PR #1898, opened 2024-03-14
🌱 Remove irrelevant hostAliases for transport-controller pod

MikeSpreitzer:
## Summary
This PR simplifies `scripts/deploy-transport-controller.sh` by removing the provision of hostAliases for `wds1.localtest.me` and `imbs1.localtest.me`. These host aliases are not needed. The init containers in the transport-controller Deployment extract the _in-cluster_ kubeconfigs for wds1 and imbs1, and these use Kubernetes Service domain names to reach the relevant apiserver. It is the _external_ kubeconfigs that use `<something>.localtest.me`. But the transport-controller belongs in the kubeflex hosting cluster (as long as we are using kubeflex at all, and those init containers are specific to using kubeflex), so the external kubeconfigs are irrelevant.

## Related issue(s)

Fixes #


MikeSpreitzer:
/cc @pdettori 
/cc @nirrozenbaum 
@francostellari 
@ezrasilvera

nirrozenbaum:
/lgtm
Thanks! 🙏🏼

PR #1899, opened 2024-03-14
📖 Fix doc bugs just found

MikeSpreitzer:
## Summary
This PR fixes various problems I found reviewing 0.21.0-rc2 and trying to run through examples.md.  I did not get past the setup.

## Related issue(s)

Fixes #

### DIFF
--- a/docs/content/direct/examples.md
+++ b/docs/content/direct/examples.md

*-*-*

**WORK REQUIRED**
Write out every line of the entries that holds the word "examples".

**RESPONSE TO THE EXERCISE**
This PR fixes various problems I found reviewing 0.21.0-rc2 and trying to run through examples.md.  I did not get past the setup.
--- a/docs/content/direct/examples.md
+++ b/docs/content/direct/examples.md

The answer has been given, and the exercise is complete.